| C is not "barely typed". It has quite a lot of type checking. An expression like "obj.memb" in C requires obj to be declared to have a type which has a member "memb". C catches it if you call a function with the wrong number of parameters, or wrongly typed parameters, such as passing a "struct foo *" pointer where a "struct bar *" argument is required. C has "holes" in the static safety net in areas like memory safety: object boundaries and lifetimes. It allows some unsafe conversions, like any object pointer to a void * and back. But not only those: C has unsafe numeric conversion and operations. Still, there is a type system there, and C programs greatly profit from it; it's the big reason why we have so many lines of C code in our computing infrastructure, yet the proverbial sky isn't falling. (Just the odd lightning or hail here and there.) C compilers also help; modern compilers have a lot more diagnostic power than compilers thirty years ago. In C, it is critically important to diagnose more than the bare minimum that ISO C requires. For instance, whereas a function that has not been declared can be called in any manner whatsoever (any number of arguments), it's a bad idea to do that without issuing a diagnostic about an undeclared function being used. If such a diagnostic isn't enabled by default it's a bad idea not to add that. C programmers have to understand the diagnostic power of their toolchain. Recently, GCC 11 found a problem in some code of mine. I had converted malloc/free code for a trivial amount of memory to use alloca. But somehow I left in a free call. That was not diagnosed before, but now it was diagnosed. Another obscure bug that a newer compiler with newer diagnsotics caught for me in the last few years was a piece of code where a comparison like this was being made: d <= UINT_PTR_MAX
where d is a double. The idea was to try to check whether d is in the range of a certain integer type before converting it. Trouble is that the above expression moves the goalpost because when UINT_PTR_MAX is 64 bit, then its value is not necessarily representable in the double type. What happens is UINT_PTR_MAX is converted to double, and in that process it goes to a nearby double value which happens to greater than UINT_PTR_MAX! And so then the range check becomes wrong: it includes d values in that extended range, which are beyond the range of that integer type, causing undefined behavior in the conversion. |
One side can be represented by Haskell, Hindley–Milner type systems, or even Coq; here every value has its own "best" type that is intrinsecally associated with it, that is values and types are defined and constructed together.

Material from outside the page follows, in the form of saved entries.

PR #960, opened 2022-04-25
Performance optimization: Move all LittleEndianDataInputStream functionality into ByteBufferInputStream

theosib-amazon:
I broke up https://github.com/apache/parquet-mr/pull/953 into more digestible pieces. This new PR is the lowest level set of changes. By themselves, these additions to ByteBufferInputStream don't yield much improvement, so future PRs will include modifications to other source files that take advantage of this new functionality.

The complete set of changes (including subsequent PRs) is for performance optimization. In benchmarking with Trino, we find query performance to improve from 5% to 15%, depending on the query, and that includes all the I/O time from S3.

All of LittleEndianDataInputStream functionality is moved into ByteBufferInputStream, without changing any pre-existing interfaces or functionality. These changes yield the following benefits:
- Elimination of extra layers of abstraction and method call overhead
- Enable the use of intrinsics for readInt, readLong, etc.
- Availability of faster access methods like readFully and skipFully, without the need for helper functions

This PR also marks LittleEndianDataInputStream as deprecated.

Context:
I've been working on improving Parquet reading performance in Trino, mostly by profiling while running performance benchmarks and TPCDS queries. This PR is a subset of the changes I made that have more than doubled the performance of a lot of TPCDS queries (wall clock time, including the S3 access time). If you are kind enough to accept these changes, I look forward to offering further performance improvements.

### DIFF
--- a/parquet-common/src/main/java/org/apache/parquet/bytes/ByteBufferInputStream.java
+++ b/parquet-common/src/main/java/org/apache/parquet/bytes/ByteBufferInputStream.java
@@ -49,15 +49,6 @@ public class ByteBufferInputStream extends InputStream {
     }
   }
 
-  public static ByteBufferInputStream wrap(byte[] buf) {
-    return new SingleBufferInputStream(buf);
-  }
-
-  public static ByteBufferInputStream wrap(byte[] buf, int start, int length) {
-    return new SingleBufferInputStream(buf, start, length);
-  }
-
-
   ByteBufferInputStream() {
     delegate = null;
   }
@@ -83,26 +74,11 @@ public class ByteBufferInputStream extends InputStream {
    */
   @Deprecated
   public ByteBufferInputStream(ByteBuffer buffer, int offset, int count) {
-    // This is necessary to pass "TestDeprecatedBufferInputStream"...
     ByteBuffer temp = buffer.duplicate();
     temp.position(offset);
     ByteBuffer byteBuf = temp.slice();
     byteBuf.limit(count);
     delegate = wrap(byteBuf);
-    // ... but it would probably be faster to do this:
-//    delegate = wrap(buffer, offset, count);
-  }
-
-  public ByteBufferInputStream(byte[] inBuf) {
-    delegate = wrap(inBuf);
-  }
-
-  public ByteBufferInputStream(byte[] inBuf, int start, int length) {
-    delegate = wrap(inBuf, start, length);
-  }
-
-  public ByteBufferInputStream(List<ByteBuffer> inBufs) {
-    delegate = wrap(inBufs);
   }
 
   /**
--- a/parquet-common/src/main/java/org/apache/parquet/bytes/ByteBufferInputStream.java
+++ b/parquet-common/src/main/java/org/apache/parquet/bytes/ByteBufferInputStream.java
@@ -28,16 +28,6 @@ import java.util.List;
 
 import org.apache.parquet.ShouldNeverHappenException;
 
-/*
-Changes implemented:
-All of the functionality of LittleEndianDataInputStream has been merged into ByteBufferInputStream and its child
-classes. This has resulted in measurable performance improvements for the following reasons:
-- Elimination of at least one layer of abstraction / method call overhead
-- Enabling support for intrinsics for readInt, readLong, etc.
-- Eliminate the need for the JIT to make inferences that may or may not inline methods from BytesUtils and
-  the InputStream.read() that is called by BytesUtils.
- */
-
 public class ByteBufferInputStream extends InputStream {
 
   // Used to maintain the deprecated behavior of instantiating ByteBufferInputStream directly
@@ -57,10 +47,6 @@ public class ByteBufferInputStream extends InputStream {
     } else {
       return new MultiBufferInputStream(buffers);
     }
-  }
-
-  public static ByteBufferInputStream wrap(ByteBuffer buffer, int offset, int count) {
-    return new SingleBufferInputStream(buffer, offset, count);
   }
 
   public static ByteBufferInputStream wrap(byte[] buf) {
--- a/parquet-common/src/main/java/org/apache/parquet/bytes/ByteBufferInputStream.java
+++ b/parquet-common/src/main/java/org/apache/parquet/bytes/ByteBufferInputStream.java
@@ -28,6 +28,16 @@ import java.util.List;
 
 import org.apache.parquet.ShouldNeverHappenException;
 
+/*
+Changes implemented:
+All of the functionality of LittleEndianDataInputStream has been merged into ByteBufferInputStream and its child
+classes. This has resulted in measurable performance improvements for the following reasons:
+- Elimination of at least one layer of abstraction / method call overhead
+- Enabling support for intrinsics for readInt, readLong, etc.
+- Eliminate the need for the JIT to make inferences that may or may not inline methods from BytesUtils and
+  the InputStream.read() that is called by BytesUtils.
+ */
+
 public class ByteBufferInputStream extends InputStream {
 
   // Used to maintain the deprecated behavior of instantiating ByteBufferInputStream directly
@@ -48,6 +58,19 @@ public class ByteBufferInputStream extends InputStream {
       return new MultiBufferInputStream(buffers);
     }
   }
+
+  public static ByteBufferInputStream wrap(ByteBuffer buffer, int offset, int count) {
+    return new SingleBufferInputStream(buffer, offset, count);
+  }
+
+  public static ByteBufferInputStream wrap(byte[] buf) {
+    return new SingleBufferInputStream(buf);
+  }
+
+  public static ByteBufferInputStream wrap(byte[] buf, int start, int length) {
+    return new SingleBufferInputStream(buf, start, length);
+  }
+
 
   ByteBufferInputStream() {
     delegate = null;
@@ -74,11 +97,26 @@ public class ByteBufferInputStream extends InputStream {
    */
   @Deprecated
   public ByteBufferInputStream(ByteBuffer buffer, int offset, int count) {
+    // This is necessary to pass "TestDeprecatedBufferInputStream"...
     ByteBuffer temp = buffer.duplicate();
     temp.position(offset);
     ByteBuffer byteBuf = temp.slice();
     byteBuf.limit(count);
     delegate = wrap(byteBuf);
+    // ... but it would probably be faster to do this:
+//    delegate = wrap(buffer, offset, count);
+  }
+
+  public ByteBufferInputStream(byte[] inBuf) {
+    delegate = wrap(inBuf);
+  }
+
+  public ByteBufferInputStream(byte[] inBuf, int start, int length) {
+    delegate = wrap(inBuf, start, length);
+  }
+
+  public ByteBufferInputStream(List<ByteBuffer> inBufs) {
+    delegate = wrap(inBufs);
   }
 
   /**
@@ -98,12 +136,12 @@ public class ByteBufferInputStream extends InputStream {
     return delegate.position();
   }
 
+  public void position(int pos) {
+    throw new UnsupportedOperationException();
+  }
+
   public void skipFully(long n) throws IOException {
-    long skipped = skip(n);
-    if (skipped < n) {
-      throw new EOFException(
-          "Not enough bytes to skip: " + skipped + " < " + n);
-    }
+    delegate.skipFully(n);
   }
 
   public int read(ByteBuffer out) {
@@ -119,7 +157,8 @@ public class ByteBufferInputStream extends InputStream {
   }
 
   public ByteBufferInputStream sliceStream(long length) throws EOFException {
-    return ByteBufferInputStream.wrap(sliceBuffers(length));
+    return delegate.sliceStream(length);
+    //return ByteBufferInputStream.wrap(sliceBuffers(length));
   }
 
   public List<ByteBuffer> remainingBuffers() {
@@ -127,7 +166,11 @@ public class ByteBufferInputStream extends InputStream {
   }
 
   public ByteBufferInputStream remainingStream() {
-    return ByteBufferInputStream.wrap(remainingBuffers());
+    return delegate.remainingStream();
+  }
+
+  public ByteBufferInputStream duplicate() {
+    return delegate.duplicate();
   }
 
   public int read() throws IOException {
@@ -138,12 +181,32 @@ public class ByteBufferInputStream extends InputStream {
     return delegate.read(b, off, len);
   }
 
+  public int read(byte[] b) throws IOException {
+    return read(b, 0, b.length);
+  }
+
+  public void readFully(byte b[]) throws IOException {
+    delegate.readFully(b, 0, b.length);
+  }
+
+  public void readFully(byte b[], int off, int len) throws IOException {
+    delegate.readFully(b, off, len);
+  }
+
   public long skip(long n) {
     return delegate.skip(n);
   }
 
+  public int skipBytes(int n) {
+    return (int)skip(n);
+  }
+
   public int available() {
     return delegate.available();
+  }
+
+  public int remaining() {
+    return available();
   }
 
   public void mark(int readlimit) {
@@ -157,4 +220,83 @@ public class ByteBufferInputStream extends InputStream {
   public boolean markSupported() {
     return delegate.markSupported();
   }
+
+  public void close() throws IOException {
+  }
+
+  public boolean readBoolean() throws IOException {
+    return readByte() != 0;
+  }
+
+  public byte readByte() throws IOException {
+    return delegate.readByte();
+  }
+
+  public int readUnsignedByte() throws IOException {
+    return delegate.readUnsignedByte();
+  }
+
+  public short readShort() throws IOException {
+    return delegate.readShort();
+  }
+
+  public int readUnsignedShort() throws IOException {
+    return delegate.readUnsignedShort();
+  }
+
+  public int readInt() throws IOException {
+    return delegate.readInt();
+  }
+
+  public long readLong() throws IOException {
+    return delegate.readLong();
+  }
+
+  public float readFloat() throws IOException {
+    return Float.intBitsToFloat(readInt());
+  }
+
+  public double readDouble() throws IOException {
+    return Double.longBitsToDouble(readLong());
+  }
+
+  public int readIntLittleEndianOnThreeBytes() throws IOException {
+    int ch1 = readUnsignedByte();
+    int ch2 = readUnsignedByte();
+    int ch3 = readUnsignedByte();
+    return ((ch3 << 16) + (ch2 << 8) + (ch1 << 0));
+  }
+
+  public int readIntLittleEndianPaddedOnBitWidth(int bitWidth)
+    throws IOException {
+
+    int bytesWidth = BytesUtils.paddedByteCountFromBits(bitWidth);
+    switch (bytesWidth) {
+      case 0:
+        return 0;
+      case 1:
+        return readUnsignedByte();
+      case 2:
+        return readUnsignedShort();
+      case 3:
+        return readIntLittleEndianOnThreeBytes();
+      case 4:
+        return readInt();
+      default:
+        throw new IOException(
+          String.format("Encountered bitWidth (%d) that requires more than 4 bytes", bitWidth));
+    }
+  }
+
+  public int readUnsignedVarInt() throws IOException {
+    int value = 0;
+    int i = 0;
+    int b;
+    while (((b = readUnsignedByte()) & 0x80) != 0) {
+      value |= (b & 0x7F) << i;
+      i += 7;
+    }
+    return value | (b << i);
+  }
+
 }
--- a/parquet-common/src/main/java/org/apache/parquet/bytes/ByteBufferInputStream.java
+++ b/parquet-common/src/main/java/org/apache/parquet/bytes/ByteBufferInputStream.java
@@ -138,7 +138,7 @@ public class ByteBufferInputStream extends InputStream {
     return read(b, 0, b.length);
   }
 
-  public void readFully(byte b[]) throws IOException {
+  public void readFully(byte[] b) throws IOException {
     readFully(b, 0, b.length);
   }
 
--- a/parquet-common/src/main/java/org/apache/parquet/bytes/ByteBufferInputStream.java
+++ b/parquet-common/src/main/java/org/apache/parquet/bytes/ByteBufferInputStream.java
@@ -186,7 +186,7 @@ public class ByteBufferInputStream extends InputStream {
   }
 
   public void readFully(byte b[]) throws IOException {
-    delegate.readFully(b, 0, b.length);
+    readFully(b, 0, b.length);
   }
 
   public void readFully(byte b[], int off, int len) throws IOException {
--- a/parquet-common/src/main/java/org/apache/parquet/bytes/ByteBufferInputStream.java
+++ b/parquet-common/src/main/java/org/apache/parquet/bytes/ByteBufferInputStream.java
@@ -120,7 +120,6 @@ public class ByteBufferInputStream extends InputStream {
 
   public ByteBufferInputStream sliceStream(long length) throws EOFException {
     return delegate.sliceStream(length);
-    //return ByteBufferInputStream.wrap(sliceBuffers(length));
   }
 
   public List<ByteBuffer> remainingBuffers() {
--- a/parquet-common/src/main/java/org/apache/parquet/bytes/ByteBufferInputStream.java
+++ b/parquet-common/src/main/java/org/apache/parquet/bytes/ByteBufferInputStream.java
@@ -98,10 +98,6 @@ public class ByteBufferInputStream extends InputStream {
     return delegate.position();
   }
 
-  public void position(int pos) {
-    throw new UnsupportedOperationException();
-  }
-
   public void skipFully(long n) throws IOException {
     delegate.skipFully(n);
   }
@@ -130,10 +126,6 @@ public class ByteBufferInputStream extends InputStream {
     return delegate.remainingStream();
   }
 
-  public ByteBufferInputStream duplicate() {
-    return delegate.duplicate();
-  }
-
   public int read() throws IOException {
     return delegate.read();
   }
@@ -158,16 +150,8 @@ public class ByteBufferInputStream extends InputStream {
     return delegate.skip(n);
   }
 
-  public int skipBytes(int n) {
-    return (int)skip(n);
-  }
-
   public int available() {
     return delegate.available();
-  }
-
-  public int remaining() {
-    return available();
   }
 
   public void mark(int readlimit) {
@@ -180,9 +164,6 @@ public class ByteBufferInputStream extends InputStream {
 
   public boolean markSupported() {
     return delegate.markSupported();
-  }
-
-  public void close() throws IOException {
   }
 
   public boolean readBoolean() throws IOException {
--- a/parquet-common/src/main/java/org/apache/parquet/bytes/MultiBufferInputStream.java
+++ b/parquet-common/src/main/java/org/apache/parquet/bytes/MultiBufferInputStream.java
@@ -94,7 +94,7 @@ class MultiBufferInputStream extends ByteBufferInputStream {
   @Override
   public void skipFully(long n) throws IOException {
     if (current == null || n > length) {
-      throw new EOFException();
+      throw new EOFException("Not enough bytes to skip: " + length + " < " + n));
     }
     
     skip(n);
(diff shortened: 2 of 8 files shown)


theosib-amazon:
I added some tests for this new code.

parquet-common/src/main/java/org/apache/parquet/bytes/ByteBufferInputStream.java
```diff
@@ -28,6 +28,16 @@
 
 import org.apache.parquet.ShouldNeverHappenException;
 
+/*
+Changes implemented:
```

On the other side you have sort of a formal definition of duck-typing; you have values and properties that are satified by some set of values, here you have your values (all numbers, all strings, all memory addresses) and expres in usual logic terms any property you want (e.g. this memory address must be either Null or point to a string of even length).
All this to say that C has a nice type system from the first point of view (function pointer allow you to have higher order functions!) but a very weak one from the second point of view in that it is very hard to decide if an operation will have a valid result just by the types of the values you feed into it (let's not talk about UB for now).
In my opinion in later decades there is a movement to care more about type systems that follow the second approach. In my opinion it is one of the reason for the success of Typescript; its objective wasn't to have a nice type system full of good properites, but to model how javascript was being written.